[WORK REQUEST]
Below this sentence is a listing; return exactly its lines from the one with "Approving — checked" to the one with "- Auto-renew PATCH", both kept, and nothing more.

[EXTRACTED RECORDS]
——————

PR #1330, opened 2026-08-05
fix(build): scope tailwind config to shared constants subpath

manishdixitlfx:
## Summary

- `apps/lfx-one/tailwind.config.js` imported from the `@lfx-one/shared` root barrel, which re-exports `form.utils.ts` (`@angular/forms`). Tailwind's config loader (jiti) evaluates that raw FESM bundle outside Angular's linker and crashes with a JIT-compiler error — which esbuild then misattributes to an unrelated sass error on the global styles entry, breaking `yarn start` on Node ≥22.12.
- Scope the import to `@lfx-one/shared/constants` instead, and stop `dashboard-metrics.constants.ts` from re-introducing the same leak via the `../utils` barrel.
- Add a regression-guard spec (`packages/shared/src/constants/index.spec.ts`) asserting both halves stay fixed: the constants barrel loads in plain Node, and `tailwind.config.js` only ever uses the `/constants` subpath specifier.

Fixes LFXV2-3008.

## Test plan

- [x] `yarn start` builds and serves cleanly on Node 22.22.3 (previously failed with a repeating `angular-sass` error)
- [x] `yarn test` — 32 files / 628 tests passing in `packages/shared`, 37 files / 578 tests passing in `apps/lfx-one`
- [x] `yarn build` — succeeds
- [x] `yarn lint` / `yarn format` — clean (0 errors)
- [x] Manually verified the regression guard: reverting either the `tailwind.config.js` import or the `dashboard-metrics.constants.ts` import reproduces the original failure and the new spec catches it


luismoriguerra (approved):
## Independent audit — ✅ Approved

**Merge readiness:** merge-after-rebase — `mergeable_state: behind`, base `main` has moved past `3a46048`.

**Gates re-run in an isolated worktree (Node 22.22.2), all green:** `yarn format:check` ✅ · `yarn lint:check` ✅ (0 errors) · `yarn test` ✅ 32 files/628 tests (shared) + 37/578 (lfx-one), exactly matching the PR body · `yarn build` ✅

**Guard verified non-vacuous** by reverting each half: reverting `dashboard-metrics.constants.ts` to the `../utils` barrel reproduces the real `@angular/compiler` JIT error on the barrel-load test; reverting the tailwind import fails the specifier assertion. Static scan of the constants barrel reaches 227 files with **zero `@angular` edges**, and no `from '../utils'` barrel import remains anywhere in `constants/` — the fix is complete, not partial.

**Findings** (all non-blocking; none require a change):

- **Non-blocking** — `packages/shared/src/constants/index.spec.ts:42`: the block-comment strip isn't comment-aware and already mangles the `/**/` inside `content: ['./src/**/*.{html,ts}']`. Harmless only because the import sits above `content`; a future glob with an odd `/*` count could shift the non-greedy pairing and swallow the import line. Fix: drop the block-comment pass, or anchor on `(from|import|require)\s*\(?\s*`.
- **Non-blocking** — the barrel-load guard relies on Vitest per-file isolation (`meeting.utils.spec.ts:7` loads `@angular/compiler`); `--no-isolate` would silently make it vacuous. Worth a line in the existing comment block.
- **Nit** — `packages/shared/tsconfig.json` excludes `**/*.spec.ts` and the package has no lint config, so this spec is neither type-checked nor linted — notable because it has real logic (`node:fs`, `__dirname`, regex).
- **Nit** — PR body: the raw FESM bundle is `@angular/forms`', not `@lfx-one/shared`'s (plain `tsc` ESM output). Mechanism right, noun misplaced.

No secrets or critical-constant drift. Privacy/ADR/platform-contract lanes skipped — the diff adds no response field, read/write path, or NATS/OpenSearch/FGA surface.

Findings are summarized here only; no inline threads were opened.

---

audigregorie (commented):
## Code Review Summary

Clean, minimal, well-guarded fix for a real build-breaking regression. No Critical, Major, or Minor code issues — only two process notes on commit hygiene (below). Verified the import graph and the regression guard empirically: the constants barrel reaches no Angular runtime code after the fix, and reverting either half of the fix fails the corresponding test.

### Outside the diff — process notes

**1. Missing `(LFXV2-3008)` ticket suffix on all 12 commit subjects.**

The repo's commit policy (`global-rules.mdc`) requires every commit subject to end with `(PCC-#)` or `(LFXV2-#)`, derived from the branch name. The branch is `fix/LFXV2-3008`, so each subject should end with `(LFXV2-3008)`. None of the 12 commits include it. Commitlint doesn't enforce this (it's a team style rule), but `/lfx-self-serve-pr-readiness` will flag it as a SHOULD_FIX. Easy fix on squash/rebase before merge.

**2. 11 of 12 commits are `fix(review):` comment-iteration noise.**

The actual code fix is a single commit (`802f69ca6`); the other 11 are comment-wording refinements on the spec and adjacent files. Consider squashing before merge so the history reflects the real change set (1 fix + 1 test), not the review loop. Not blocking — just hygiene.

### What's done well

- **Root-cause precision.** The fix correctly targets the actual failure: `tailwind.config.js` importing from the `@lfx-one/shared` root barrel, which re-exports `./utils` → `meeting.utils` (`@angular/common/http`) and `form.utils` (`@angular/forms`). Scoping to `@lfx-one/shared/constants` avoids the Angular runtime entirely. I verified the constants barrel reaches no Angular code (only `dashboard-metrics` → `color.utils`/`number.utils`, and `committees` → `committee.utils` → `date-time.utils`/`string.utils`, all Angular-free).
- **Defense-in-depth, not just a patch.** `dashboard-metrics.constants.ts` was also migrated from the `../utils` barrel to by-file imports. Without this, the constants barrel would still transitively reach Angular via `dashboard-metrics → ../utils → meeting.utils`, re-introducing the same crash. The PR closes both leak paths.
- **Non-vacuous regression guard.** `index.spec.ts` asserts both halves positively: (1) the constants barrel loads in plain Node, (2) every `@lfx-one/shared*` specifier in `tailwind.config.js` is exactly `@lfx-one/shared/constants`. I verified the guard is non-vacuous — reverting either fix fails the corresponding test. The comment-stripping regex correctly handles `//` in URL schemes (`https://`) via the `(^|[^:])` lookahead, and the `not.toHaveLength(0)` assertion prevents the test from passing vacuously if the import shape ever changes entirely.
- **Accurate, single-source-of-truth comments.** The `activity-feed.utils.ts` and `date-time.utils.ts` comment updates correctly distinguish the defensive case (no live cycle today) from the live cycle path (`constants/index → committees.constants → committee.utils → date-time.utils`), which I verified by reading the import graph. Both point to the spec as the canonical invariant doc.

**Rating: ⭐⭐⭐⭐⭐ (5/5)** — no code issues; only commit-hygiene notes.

——————

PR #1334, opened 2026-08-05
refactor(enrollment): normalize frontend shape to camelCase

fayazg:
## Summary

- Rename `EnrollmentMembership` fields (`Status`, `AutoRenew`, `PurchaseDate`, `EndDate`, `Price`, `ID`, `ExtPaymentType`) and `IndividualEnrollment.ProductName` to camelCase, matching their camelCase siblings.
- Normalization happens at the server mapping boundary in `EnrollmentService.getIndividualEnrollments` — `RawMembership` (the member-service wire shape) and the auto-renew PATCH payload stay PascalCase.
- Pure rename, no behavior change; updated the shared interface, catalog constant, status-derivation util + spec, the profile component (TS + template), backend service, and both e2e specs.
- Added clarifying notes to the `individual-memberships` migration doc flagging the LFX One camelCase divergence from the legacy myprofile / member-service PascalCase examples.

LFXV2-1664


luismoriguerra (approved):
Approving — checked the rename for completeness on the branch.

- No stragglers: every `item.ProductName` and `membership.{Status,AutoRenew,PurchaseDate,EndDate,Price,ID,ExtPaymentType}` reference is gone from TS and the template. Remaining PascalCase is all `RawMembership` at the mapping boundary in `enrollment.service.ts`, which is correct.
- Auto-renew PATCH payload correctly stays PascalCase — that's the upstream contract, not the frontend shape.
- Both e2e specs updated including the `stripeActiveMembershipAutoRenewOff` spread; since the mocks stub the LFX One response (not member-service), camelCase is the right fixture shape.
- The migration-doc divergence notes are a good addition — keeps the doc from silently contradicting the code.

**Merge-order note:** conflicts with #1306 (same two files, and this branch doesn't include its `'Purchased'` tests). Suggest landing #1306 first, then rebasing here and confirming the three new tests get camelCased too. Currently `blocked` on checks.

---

——————

[ANSWER FOR THE TASK]
Approving — checked the rename for completeness on the branch.

- No stragglers: every `item.ProductName` and `membership.{Status,AutoRenew,PurchaseDate,EndDate,Price,ID,ExtPaymentType}` reference is gone from TS and the template. Remaining PascalCase is all `RawMembership` at the mapping boundary in `enrollment.service.ts`, which is correct.
- Auto-renew PATCH payload correctly stays PascalCase — that's the upstream contract, not the frontend shape.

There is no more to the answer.